Hakiim looked around repeatedly, as if the desert might explode under them. "Maybe we should sleep in the boat," he said, "moored out in the river."

Reiver hid a smirk. "A whale or a kraken could burp and swallow-"

"Enough! There are no whales in the river. Still, I'm disappointed. A holiday should be an adventure." The daughter of pirates stood, dusted her seat and trousers, tugged on her pack, pointed her capture noose, and said, "Let's continue south. It slopes down. Maybe there're caves or something."

She marched across the flagstone road and crunched on shale. The young men followed. Reiver checked their back trail and said, "Keep the tower in sight. It's our only landmark, and we don't have a compass."

"You do so," Hakiim chuckled. "A solid gold one stuffed down your shirt!"

"That's a sailor's compass," Reiver grinned. "It only works at sea."

They walked. Shale squeaked underfoot, and pebbles clicked on rocks, then soft sand made them sink to their ankles. The landscape dropped and grew more jumbled. In the shadows of knee-high boulders grew al-fasfasah grass, thorn bushes, and stunted tamarisk trees. These tiny oases made homes for jerboas, red foxes, and horned lizards. In clusters of sprawling Calim cactus lurked red spiders and sand squirrels. Somewhere out of sight a burrowing owl hooted.

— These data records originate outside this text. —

PR #42, opened 2016-12-16
Show upcoming news on news card and news table view

### LINKED ISSUE #40: News: Card and list is showing most future news first
The news-card is currently showing the event that's at position one of the api response. Currently that's a TU movie anytime in 2017. 
The card should probably show the news which is the **next upcoming one**?

Same for the list of news - in Android this is solved by scrolling to the position of the closest news.

mammuth:
Before this PR, the newscard always displayed the newest story, now it displays the next upcoming story.
Also the collection view of all news (More>News) scrolls to the next upcoming story. This is inspired by the behaviour of the android app.

Closes #40

### DIFF
--- a/TUM Campus App/NewsManager.swift
+++ b/TUM Campus App/NewsManager.swift
@@ -56,12 +56,14 @@ class NewsManager: Manager {
     }
     
     func handleNews(_ handler: ([DataElement]) -> ()) {
-        let items = NewsManager.news.sorted { (a, b) in
-            return a.date.compare(b.date as Date) == ComparisonResult.orderedDescending
-        }
         if single {
-            handler([getNextUpcomingNews()])
+            if let story = getNextUpcomingNews() {
+                handler([story])
+            }
         } else {
+            let items = NewsManager.news.sorted { (a, b) in
+                return a.date.compare(b.date as Date) == ComparisonResult.orderedDescending
+            }
             var returnableArray = [DataElement]()
             for item in items {
                 returnableArray.append(item)
@@ -70,14 +72,12 @@ class NewsManager: Manager {
         }
     }
     
-    func getNextUpcomingNews() -> News {
+    func getNextUpcomingNews() -> News? {
         let now = Date()
-        for (index, item) in NewsManager.news.enumerated() {
-            if item.date < now  {
-                return NewsManager.news[index-1]
-            }
+        if let firstStory = NewsManager.news.filter({ $0.date > now }).last ?? NewsManager.news.first {
+            return firstStory
         }
-        return NewsManager.news[0] // There are only past news
+        return nil
     }
     
     func getURL() -> String {
--- a/TUM Campus App/NewsManager.swift
+++ b/TUM Campus App/NewsManager.swift
@@ -60,9 +60,7 @@ class NewsManager: Manager {
             return a.date.compare(b.date as Date) == ComparisonResult.orderedDescending
         }
         if single {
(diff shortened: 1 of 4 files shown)


TUM Campus App/NewsManager.swift
```diff
@@ -60,9 +60,7 @@ class NewsManager: Manager {
             return a.date.compare(b.date as Date) == ComparisonResult.orderedDescending
         }
         if single {
-            if let firsStory = items.first {
```
mathiasquintero: This could crash if the news array is empty... My suggestion:

```Swift
if let firstStory = items.filter({ $0.date > now }).last ?? items.first {
    handler([firstStory])
}
```

Or make the result of getNextUpcomingNews an optional. But I would prefer to never have anything with indexes in the code. Makes it safer

TUM Campus App/NewsTableViewController.swift
```diff
@@ -37,6 +37,7 @@ extension NewsTableViewController {
         tableView.estimatedRowHeight = tableView.rowHeight
         tableView.rowHeight = UITableViewAutomaticDimension
         tableView.tableFooterView = UIView(frame: CGRect.zero)
+        tableView.scrollToRow(at: IndexPath(row: getNextUpcomingNewsRow(), section: 0), at: UITableViewScrollPosition.top, animated: false)
```
mathiasquintero: You don't like it animated?

mammuth: Well, I thought the animation was to fast when there are a a couple of news item before the current one. Since scrollToRow is called in viewDidLoad (and not viewDidAppear), the user wont see the list jumping, but directly sees the wished story on top of the screen.
Personally I'd keep it like this.

mammuth:
> This could crash if the news array is empty...
You're right, thanks for the heads up. I changed _getNextUpcomingNews()_ to be optional and tested that nothing crashs when the news array is empty. 

Filtering is definitely more elegant 👍

TUM Campus App/NewsManager.swift
```diff
@@ -70,14 +72,12 @@ class NewsManager: Manager {
...
     }
     
-    func getNextUpcomingNews() -> News {
+    func getNextUpcomingNews() -> News? {
         let now = Date()
-        for (index, item) in NewsManager.news.enumerated() {
-            if item.date < now  {
-                return NewsManager.news[index-1]
-            }
+        if let firstStory = NewsManager.news.filter({ $0.date > now }).last ?? NewsManager.news.first {
```
mathiasquintero: you don't need this if let

TUM Campus App/NewsManager.swift
```diff
@@ -72,6 +72,14 @@ class NewsManager: Manager {
         }
     }
     
+    func getNextUpcomingNews() -> News? {
+        let now = Date()
+        if let firstStory = NewsManager.news.filter({ $0.date > now }).last ?? NewsManager.news.first {
```
mathiasquintero: Other suggestion. Take the news array as an optional parameter defaulting to NewsManager.news.

Because I feel like we have this might need this for filtered subsets from: https://github.com/TCA-Team/iOS/issues/43

```Swift
func getNextUpcomingNews(in news: [News] = NewsManager.news) { ... }
```

mathiasquintero: And also, you don't need the if let here ;)

mammuth:
Added your latest suggestion 👍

Sun filled the sky at their left, so the travelers tugged down folds of their kaffiyeh to blind that side. A mile or more from the road, the sand hardened and curled into frozen waves. Amber stopped at a lip, careful lest it crumble, and shaded her eyes. Still descending in sandy cataracts, dunes fanned away in jagged humps toward wind-scoured stone, until the horizon dipped into a huge valley or ancient sinkhole.